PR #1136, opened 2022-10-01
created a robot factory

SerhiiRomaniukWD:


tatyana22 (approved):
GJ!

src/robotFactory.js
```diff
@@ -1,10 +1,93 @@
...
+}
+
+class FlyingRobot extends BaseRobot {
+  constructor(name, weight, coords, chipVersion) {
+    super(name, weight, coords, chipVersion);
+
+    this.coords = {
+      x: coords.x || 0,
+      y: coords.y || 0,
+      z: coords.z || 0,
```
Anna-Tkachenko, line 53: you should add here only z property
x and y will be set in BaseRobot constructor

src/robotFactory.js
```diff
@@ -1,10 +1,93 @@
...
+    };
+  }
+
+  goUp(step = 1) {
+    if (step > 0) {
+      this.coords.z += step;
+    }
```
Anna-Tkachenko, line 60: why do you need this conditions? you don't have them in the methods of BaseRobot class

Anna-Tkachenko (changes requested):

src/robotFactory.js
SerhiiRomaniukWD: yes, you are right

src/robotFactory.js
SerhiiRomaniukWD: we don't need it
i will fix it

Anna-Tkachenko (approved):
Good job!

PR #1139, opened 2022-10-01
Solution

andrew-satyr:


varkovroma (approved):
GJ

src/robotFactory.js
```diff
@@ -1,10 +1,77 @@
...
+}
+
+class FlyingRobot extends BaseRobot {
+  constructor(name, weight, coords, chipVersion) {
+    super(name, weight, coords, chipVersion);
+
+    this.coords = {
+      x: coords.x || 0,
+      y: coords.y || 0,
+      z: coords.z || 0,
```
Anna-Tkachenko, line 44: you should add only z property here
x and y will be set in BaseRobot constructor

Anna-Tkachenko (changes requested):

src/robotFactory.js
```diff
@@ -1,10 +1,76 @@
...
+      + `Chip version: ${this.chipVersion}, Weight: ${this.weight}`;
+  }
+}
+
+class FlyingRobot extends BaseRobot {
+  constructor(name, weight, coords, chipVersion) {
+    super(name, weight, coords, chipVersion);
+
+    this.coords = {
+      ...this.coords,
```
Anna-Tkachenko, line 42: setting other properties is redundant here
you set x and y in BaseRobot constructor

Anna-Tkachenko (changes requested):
================
Above are some records. Count the lines among them with the word "Tkachenko", and answer with the number only.

8